First detk principles

By: Adam Labadorf

detk is a collection of functions and methods that are commonly used in differential expression analysis. Normally, most of these functions are performed either by separate programs, often written in different languages, or implemented manually using custom code using your favorite language and tools. After enough moments thinking to myself, “Didn’t I already write this exact code a dozen times already?!, I decided to get busy getting lazy and, with the help of others, designed and wrote this package.
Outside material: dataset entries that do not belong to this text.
PR #8947, opened 2025-01-22
Default access in beta access rule editor

WimJongeneel:


MarkvanMents (approved):
Thanks for this @WimJongeneel 
I have added back the pre-10.19 behavior as many customers will be on 10.18 for the next 6 months as it is MTS.
Approving.

EnasAbdelrazek (approved):

PR #8958, opened 2025-01-23
Update the security overview docs 

EnasAbdelrazek:
For 10.20:
- Document the Page, Nanoflow, microflow access tabs
- Document the Export to Excel functionality


WimJongeneel:
Screenshot does still have the old export icon

EnasAbdelrazek:
@WimJongeneel Could you please update the screenshot?

content/en/docs/refguide/modeling/security/security-overview.md
```diff
@@ -46,7 +46,51 @@ Multiple columns are shown for entities with XPath constraints. Access rules wit
...
+
+1. Entity Access: This sheet contains the entity access rules data, including:
+    1. User Role
+    2. Module: The module containing the entity.
+    3. Entity: The name of the entity.
+    4. Member: The attribute or association name.
+    5. Kind: Specifies whether the member is an association or an attribute.
+    6. Type: The type of the member.
+    7. XPath: The XPath constraint.
+    8. XPath Caption:  The XPath constraint caption if exists.
```
WimJongeneel: " if exists" feels a bit strange, maybe something like ", when set"?

content/en/docs/refguide/modeling/security/security-overview.md
```diff
@@ -46,7 +46,51 @@ Multiple columns are shown for entities with XPath constraints. Access rules wit
...
+    9. Access: The member access right (None, Read, ReadWrite).
```
WimJongeneel: "access level" might sound nicer then "member access right"

content/en/docs/refguide/modeling/security/security-overview.md
```diff
@@ -46,7 +46,51 @@ Multiple columns are shown for entities with XPath constraints. Access rules wit
...
+
+2. Document Access: This sheet includes the accessible pages, microflows and nanoflows, including:
+    1. Document type: The type of the accessible document (Page, Microflow, Nanoflow).
```
WimJongeneel: I don't know if we should document that this (and some other) fields are translated and will be different based on your SP language.

content/en/docs/refguide/modeling/security/security-overview.md
```diff
@@ -46,7 +46,51 @@ Multiple columns are shown for entities with XPath constraints. Access rules wit
...
+    2. User Role
+    3. Module: The module containing the the page, nanoflow, or microflow.
+    4. Document: The name of the page, nanoflow, or microflow.
+
+3. Module Roles: This sheet provides the mappings between user roles and module roles in each module, including:
```
WimJongeneel: I don't think "in each module" is relevant here, it is just all mappings

content/en/docs/refguide/modeling/security/security-overview.md
EnasAbdelrazek: True, But that applies for everything in docs :)

WimJongeneel (approved):

MariaShaposhnikova:
@EnasAbdelrazek and @WimJongeneel , there is a comment that screemshots contain an old icon. Do they need an update?

MariaShaposhnikova:
@EnasAbdelrazek and @WimJongeneel , on the second thought, do we actually need a screenshot per each tab? Perhaps, we can use one screenshot in the introduction as an example of what the whole page looks like.

content/en/docs/refguide/modeling/security/security-overview.md
```diff
@@ -27,15 +27,9 @@ The **Security Overview** summarizes the app's security for a selected user role
 The **Security Overview** page has the following tabs:
 
 * [Entity access](#entity-access)
-* **Page access**
-* **Microflow access**
-* **Nanoflow access**
-
-{{% alert color="info" %}}
-In the beta release of the **Security Overview** page, only the **Entity access** tab is available. The other tabs will be available in future versions of Studio Pro.
```
MariaShaposhnikova, line 35: @EnasAbdelrazek , is Security Overview still in Beta?

WimJongeneel: Hi, yes it is still in Beta

WimJongeneel:
> @EnasAbdelrazek and @WimJongeneel , on the second thought, do we actually need a screenshot per each tab? Perhaps, we can use one screenshot in the introduction as an example of what the whole page looks like.

If you think its better you could remove all but the `static/attachments/refguide/modeling/security/app-security/user-roles/entity-security-overview.png` screenshot (that is the view you see when opening the overview).

EnasAbdelrazek:
> @EnasAbdelrazek and @WimJongeneel , there is a comment that screemshots contain an old icon. Do they need an update?

It is up to date.

MariaShaposhnikova (approved):

PR #8966, opened 2025-01-27
Removed unmaintained device capabilities list

jdiehl:
@ConnorLand


ConnorLand:
I think that it's useful to inform devs about which what supported per browser, but maybe this table is not achieving that goal. @jdiehl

The primary goals of this package are three fold:

  1. provide an easy-to-use command line interface for common operations on counts matrix files that is easy to integrate into workflows, e.g. snakemake or Nextflow
  2. make the results of these common counts matrix operations more consistent and less error prone, due to not repeatedly implementing the same custom code
  3. avoid writing R

The two core concepts of this package are the counts matrix file and the metadata file, described below.

The Count Matrix

Every tool in detk accepts a counts matrix file of the form:

gene_id sample_1 sample_2 sample_m
gene_1 10000 1244 2935
gene_2 2023 1534 1308
gene_3 5 2 19
gene_n 5 2 150031

The first column must be unique gene or feature identifiers, e.g. Ensembl Gene IDs, miRBase IDs, ChIPSeq peaks, unique genomic bins, etc. The columns must be unique sample identifiers. The column name of the first column doesn’t matter, (could be blank I guess) but each row must have the same number of columns. The format must be character delimited, but detk sniffs the format so the delimiter can, in principle, be any single character. However, for consistency, detk always outputs results using comma separated format, so, you should probably use that.

The Column Metadata File

Other detk functions require metadata on each of the samples to perform certain analyses, e.g. differential expression. The metadata file, or column data file, should be a character delimited text file with the following form:

sample_names condition sex covariate_p
sample_1 case M c1
sample_2 control F c9
sample_m case F c3

The first column should contain sample names, and remaining columns hold any information about the samples that might be needed for analysis. In this example, the condition column might indicate whether the sample is a disease or healthy subject. Although detk will attempt to match up the sample names in the first column of the metadata file with the column names of the corresponding counts file, it is good practice to create these files such that the order agrees. detk will sniff the format of the file you provide, so it may be delimited with any single character you wish.